A little history first.

I didn't get my GCSE in English until College. I utterly failed to get a basic qualification in the English language in school and had to struggle just to get a C grade after a lot of work. I have Asperger's Syndrome and Dyslexia, the latter of which makes me particularly error prone while writing. Requiring constant proof reading. Plus because of my poor memory my vocabulary and spelling leaves much to be desired, largely being supplemented by the Internet/word processor. 

In short. I'd make a terrible writer and have no hopes, nor intent, to excel in the area anywhere near the extent that many popular writers in here will have.

However...

I found myself adding back stories to some of the images in my gallery. The people that enjoyed them urged me to write, but a smaller version of the above was given as an excuse not to. Eventually they convinced me to give it a go and I threw a few descriptive short stories together, some of which being requests. I received a surprising amount of positive feedback. People seemed to genuinely enjoy them. I didn't think it was possible that something "I" wrote could receive 25+ favourites and so many supportive comments. It was quite motivating to continue, though right now I'm on a downturn; I hoped to write more in the future.

However...

Every writer I have ever shown any of my material to says I suck. Not so blunt, but they say everything I do is completely and utterly wrong. They've even regarded them as being so bad that they didn't even qualify as being stories, that they lacked the necessary structure and elements to be considered a story.

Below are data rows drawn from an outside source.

PR #1744, opened 2021-04-09
1710 Spark 3 UDF Fix

### LINKED ISSUE #1710: Spark3 equivalent of UserDefinedFunction usage
Current (Spark 2) Enceladus directly uses `UserDefinedFunction` case class API. This structure has been converted into a sealed trait in Spark 3, so different means of UDF callings must be used instead.

Also, Spark 3 behaves seems to behave differently in the case of named UDF's registration. There has been a lot of re-registration warnings, some of those were "solved" in `UDFLibrary`, some still remain unsolved. A comprehensive approach to the problem could be part of this PR. Related: https://issues.apache.org/jira/browse/SPARK-34804

AdrianOlosutean:
Closes #1710


dk1844 (commented):
It is great that you got it working for Scala 3, @AdrianOlosutean!

It would probably be nicer if we could use the Scala UDF API, instead of the Java one, but better than nothing.

I believe a part of the issue is also the problem of multiple named UDF re-registration, which I believe has not been addressed in this PR.

utils/src/main/scala/za/co/absa/enceladus/utils/broadcast/BroadcastUtils.scala
```diff
@@ -102,338 +97,120 @@ object BroadcastUtils {
...
-     param6: Any, param7: Any, param8: Any, param9: Any, param10: Any) => {
-      val mt = mappingTable.value.map
-      if (mt.contains(Seq(param1, param2, param3, param4, param5, param6, param7, param8, param9, param10))) {
-        null
-      } else {
-        ErrorMessage.confMappingErr(outputColumn, Seq(safeToString(param1), safeToString(param2), safeToString(param3),
-          safeToString(param4), safeToString(param5), safeToString(param6), safeToString(param7), safeToString(param8),
-          safeToString(param9), safeToString(param10)), mappings)
-      }
+    val errorMessageType = ScalaReflection.schemaFor[ErrorMessage].dataType
```
AdrianOlosutean, line 177: Here  I use Java UDFs, but there is an alternative. Using this alternative, however, doesn't allow reusing a function like `applyError` and only works if it's inline, otherwise will fail with something like "Cannot have return type any". 

The alternative does not need a return type parameter and looks like this:
`case 1 => udf((p1: Any) => if (mappingTable.value.contains(Seq(p1))) {
        null
      } else {
        val strings: Seq[String] = Seq(p1).map(a => safeToString(a))
        ErrorMessage.confMappingErr(outputColumns.mkString(","), strings, mappings)
      })`

@dk1844 , which one would you consider preferable?

dk1844: It seems to me that _doesn't allow reusing a function like `applyError` and only works if it's inline_ is too much of a limitation, so I would probably keep it as is.

dk1844 (dismissed):
LGTM, also checked out and built ✔️

utils/src/main/scala/za/co/absa/enceladus/utils/broadcast/BroadcastUtils.scala
```diff
@@ -125,70 +104,68 @@ object BroadcastUtils {
...
-      case 10 => (p1: Any, p2: Any, p3: Any, p4: Any, p5: Any, p6: Any, p7: Any, p8: Any, p9: Any, p10: Any) =>
-        mappingTable.value.getRowWithDefault(Seq(p1, p2, p3, p4, p5, p6, p7, p8, p9, p10), defaultValue)
-      case n => throw new IllegalArgumentException(s"Mapping UDFs with $n arguments are not supported. Should be between 1 and 10.")
-    }
-  }
-
-  private def getMultipleMappingLambda(mappingTable: Broadcast[LocalMappingTable],
-                                       defaultValues: Map[String, Any], numberOfArguments: Int): AnyRef = {
-    val defaultRow = if (defaultValues.isEmpty) {
+  private def getMappingLambda(mappingTable: Broadcast[LocalMappingTable],
```
benedeki, line 110: I would refactor this considerably:
```
private def getLambda(numberOfArguments: Int, fnc: Seq[Any] => Any): UserDefinedFunction = {
...
}

private def getLambdaFnc(, defaultValue: Any)
```

In `getMappingUdfForSingleOutput`:
```
   ...
    val defaultValue = defaultValueExprMap.get(mappingTable.value.outputColumns.values.head).orNull
    val fnc: Seq[Any] => Any  = (seq: Seq[Any] ) => mappingTable.value.getRowWithDefault(seq, defaultValue)
    getLambda(numberOfArguments, fnc)   
```
or alternatively:
```
   ...
    val defaultValue = defaultValueExprMap.get(mappingTable.value.outputColumns.values.head).orNull
    getLambda(numberOfArguments, mappingTable.value.getRowWithDefault(_, defaultValue))   
```

Similarly in `getMappingUdfForMultipleOutputs` and `getErrorUdf`

utils/src/main/scala/za/co/absa/enceladus/utils/broadcast/BroadcastUtils.scala
```diff
@@ -125,70 +104,68 @@ object BroadcastUtils {
...
-        mappingTable.value.getRowWithDefault(Seq(p1, p2, p3, p4, p5, p6), defaultRow)
-      case 7 => (p1: Any, p2: Any, p3: Any, p4: Any, p5: Any, p6: Any, p7: Any) =>
-        mappingTable.value.getRowWithDefault(Seq(p1, p2, p3, p4, p5, p6, p7), defaultRow)
-      case 8 => (p1: Any, p2: Any, p3: Any, p4: Any, p5: Any, p6: Any, p7: Any, p8: Any) =>
-        mappingTable.value.getRowWithDefault(Seq(p1, p2, p3, p4, p5, p6, p7, p8), defaultRow)
-      case 9 => (p1: Any, p2: Any, p3: Any, p4: Any, p5: Any, p6: Any, p7: Any, p8: Any, p9: Any) =>
-        mappingTable.value.getRowWithDefault(Seq(p1, p2, p3, p4, p5, p6, p7, p8, p9), defaultRow)
-      case 10 => (p1: Any, p2: Any, p3: Any, p4: Any, p5: Any, p6: Any, p7: Any, p8: Any, p9: Any, p10: Any) =>
-        mappingTable.value.getRowWithDefault(Seq(p1, p2, p3, p4, p5, p6, p7, p8, p9, p10), defaultRow)
+      case 1 => udf(new UDF1[Any, Any] {
```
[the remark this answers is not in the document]
AdrianOlosutean: User Defined Aggregate Functions are not relevant here. 
`udf((p1: Any) => mappingTable.value.getRowWithDefault(Seq(p1), defaultValue))` will fail with `Schema for type Any is not supported`, since Spark 3.x changed the behavior, so the only option left is to use Java UDFs. I can explain more in detail if you want why this is the only option left

utils/src/main/scala/za/co/absa/enceladus/utils/broadcast/BroadcastUtils.scala
AdrianOlosutean: Good idea, I will also need to add the valueType parameter

utils/src/main/scala/za/co/absa/enceladus/utils/broadcast/BroadcastUtils.scala
```diff
@@ -64,30 +64,46 @@ object BroadcastUtils {
...
+    val defaultValues = defaultValueExpressions.mapValues(getValueOfSparkExpression)
+    val defaultRow = if (defaultValues.isEmpty) {
+      null
+    } else {
+      Row.fromSeq(mappingTable.value.outputColumns.values.toSeq.map(field => defaultValues.getOrElse(field, null)))
+    }
 
-    val lambda = getMappingLambda(mappingTable, defaultValueMap, numberOfArguments, isSingleOutput = false)
+    val fnc: Seq[Any] => Any = (seq: Seq[Any] ) => mappingTable.value.getRowWithDefault(seq, defaultRow)
+    val structFields: Seq[StructField] = mappingTable.value.outputColumns.keys
```
benedeki, line 101: This is one I wanted to suggest for refactoring during the original multicolumne result back then around Easter (but didn't happen for reasons 😉 ).
Anyway, I think it should be a property of `LocalMappingTable`, the returned `DataType` of the lookup. IMHO it belongs there conceptually, and might make the overall code tighter - construct and define the `returnedType: DataType` (name is just a suggestion) during `LocalMappingTable` creation.

AdrianOlosutean: But how to do with the ErrorMessage value type?

benedeki: Ah, of course. After all `LocalMappingTable` is not its (`getLambda`) parameter anymore anyway.

utils/src/main/scala/za/co/absa/enceladus/utils/broadcast/LocalMappingTable.scala
```diff
@@ -83,7 +86,8 @@ object LocalMappingTable {
       (keys, if (values.length == 1) values.head else new GenericRowWithSchema(values, rowSchema))
     }).toMap
 
-    LocalMappingTable(mappingTable, outputColumns, keyTypes, valueTypes)
+    val valueType: DataType = if (outputColumns.size == 1) valueTypes.head else rowSchema
+    LocalMappingTable(mappingTable, outputColumns, keyTypes, valueType)
```
benedeki, line 90: I would restructure this piece of code - line 76-89. 
I don't like that the forking between one-value and multiple-value mapping table is done on more places. Also the code is not that obvious IMO. And the _select_ on the dataFrame might be worth to avoid. 
Suggesting this code instead (put the subfunction and the top of the method):
```
    def oneValue(seq: Seq[Any]): Any = seq.head
    def moreValues(seq: Seq[Any], schema: StructType): Any = new GenericRowWithSchema(seq.toArray, schema)
    val (valueType, valueFnc) = if (outputColumns.size == 1) {
      (valueTypes.head, oneValue _)
    } else {
      (rowSchema, moreValues(_, rowSchema))
    }
    val mappingTable = mappingTableDf.collect().map(row => {
      val keys = keyFields.map(name => row.getAs[Any](name))
      val values = targetAttributes.map(name => row.getAs[Any](name))
      (keys, valueFnc(values))
    }).toMap
```

spark-jobs/src/test/scala/za/co/absa/enceladus/conformance/interpreter/fixtures/MultipleMappingFixture.scala
```diff
@@ -90,7 +90,8 @@ trait MultipleMappingFixture extends BeforeAndAfterAll with SparkTestBase {
     val value = "../examples/data/e2e_tests/data/hdfs/std/mappingConformanceRuleData/2020/03/23/v1/_INFO"
     val infoFileContents: String = fromFile(value, "UTF-8").mkString
 
-    FileUtils.writeStringToFile(new File(s"${getRawDataPath(mappingDS.hdfsPath)}/_INFO"), infoFileContents, Charset.defaultCharset())
+    FileUtils.writeStringToFile(new File(s"${getRawDataPath(mappingDS.hdfsPath)}/_INFO"), infoFileContents,
```
Zejnilovic, line 93: 1. Why append true?
2. `Charset.defaultCharset` is being used in `NestedStructsFixture.scala` and `TradeConformance.scala`. I would like us to use the same across the board.

utils/src/main/scala/za/co/absa/enceladus/utils/broadcast/LocalMappingTable.scala
AdrianOlosutean: Using `getAs[Any](name)` looks good, but does not really work for accessing nested fields, unless a kind of recursive function is used, which I don't believe is suitable here.

spark-jobs/src/test/scala/za/co/absa/enceladus/conformance/interpreter/fixtures/MultipleMappingFixture.scala
AdrianOlosutean: I remember it didn't use to work without append true with the newer versions

benedeki: If the boolean param is needed, add naming to it please.
Also if touching it, there's a hint for `fromFile` to not be closed. Usually `FileReader` provides a safe way.

utils/src/main/scala/za/co/absa/enceladus/utils/broadcast/LocalMappingTable.scala
benedeki: Darn, you are right. 😞 
Well it could be done with:
```
    def getRowValue(row: Row, fieldNameSegments: Seq[String]): Any = {
      fieldNameSegments match {
        case Nil => null
        case head :: Nil => row.getAs[Any](head)
        case head :: tail => getRowValue(row.getAs[Row](head), tail)
      }
    }
```
And have a function in `def SchemaUtils.fieldNameToSegments(fieldName: String): Seq[String]`

**OR**

Keep it as it is, despite not nice. `select` is not an _action_ but _transformation_ I checked, so from that point of view it's OK. Then just one point: 
`val targetColumns: Seq[Column]` is declared (line 76), but `keyFields.map(c => col(c))` is used directly (line 78). Let's do it one way or another, the mix is confusing.

spark-jobs/src/test/scala/za/co/absa/enceladus/conformance/interpreter/fixtures/MultipleMappingFixture.scala
```diff
@@ -88,9 +88,12 @@ trait MultipleMappingFixture extends BeforeAndAfterAll with SparkTestBase {
       .mode(SaveMode.Overwrite)
       .parquet(getRawDataPath(mappingDS.hdfsPath))
     val value = "../examples/data/e2e_tests/data/hdfs/std/mappingConformanceRuleData/2020/03/23/v1/_INFO"
-    val infoFileContents: String = fromFile(value, "UTF-8").mkString
+    val fileContent = fromFile(value, "UTF-8")
+    val infoFileContents: String = fileContent.mkString
+    fileContent.close()
```
benedeki, line 93: Why not using the `FileReader` object?

spark-jobs/src/test/scala/za/co/absa/enceladus/conformance/interpreter/fixtures/MultipleMappingFixture.scala
```diff
@@ -88,9 +88,12 @@ trait MultipleMappingFixture extends BeforeAndAfterAll with SparkTestBase {
       .mode(SaveMode.Overwrite)
       .parquet(getRawDataPath(mappingDS.hdfsPath))
     val value = "../examples/data/e2e_tests/data/hdfs/std/mappingConformanceRuleData/2020/03/23/v1/_INFO"
-    val infoFileContents: String = fromFile(value, "UTF-8").mkString
+    val fileContent = fromFile(value, "UTF-8")
```
benedeki, line 91: Just a few line below (originally one), it has been suggested to not use the `"UTF-8"` literal string but instead `Charset.defaultCharset`. But please do use the `FileReader` and if the encoding is needed, enhance the function there.

spark-jobs/src/test/scala/za/co/absa/enceladus/conformance/interpreter/fixtures/MultipleMappingFixture.scala
benedeki: I tried, `append = true` is not needed. Actually thinking about it, I have a suspicion it would cause problems on test reruns.
And **do name boolean parameters** when sending literals there.

utils/src/main/scala/za/co/absa/enceladus/utils/broadcast/LocalMappingTable.scala
```diff
@@ -66,24 +66,35 @@ object LocalMappingTable {
...
+    val structFields: Seq[StructField] = outputColumns.keys
+      .map(SchemaUtils.stripPathFromFieldName).toSeq
+      .zip(valueTypes)
       .map { case (name: String, fieldType: DataType) => StructField(name, fieldType) }
     val rowSchema = StructType(structFields)
 
     val targetColumns: Seq[Column] = targetAttributes.map(targetAttribute => col(targetAttribute))
-
-    val mappingColumns = targetColumns ++ keyFields.map(c => col(c))
+    val keyColumns = keyFields.map(c => col(c))
```
benedeki, line 77: At the risk of being seen as nitpicky 🤓. Future reader will wonder why `targetColumns` needs type declaration while `keyColumns` not. I believe it's good to keep consistency, at least in so adjacent code. (one or another, don't care which 😉 )

spark-jobs/src/test/scala/za/co/absa/enceladus/conformance/interpreter/fixtures/MultipleMappingFixture.scala
AdrianOlosutean: It seems like the recommended way of reading files in Scala is `Source.fromFile`

spark-jobs/src/test/scala/za/co/absa/enceladus/conformance/interpreter/fixtures/MultipleMappingFixture.scala
AdrianOlosutean: This file is not currently used anywhere, because its use is in `HyperConformanceMappingIntegrationSuite`. I would propose to move this discussion to #1745

benedeki (approved):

So on one hand the people that actually read my writing attempts claim to enjoy them and encourage me to write more. While some of the seasoned writers are so critical of what I produce, that I might as well quit now; because I'm never going to be up to their level. It's not like I plan on publishing anything or taking part in writing contests, but I'm not fond of the idea that my attempts may be regarded as simply trash.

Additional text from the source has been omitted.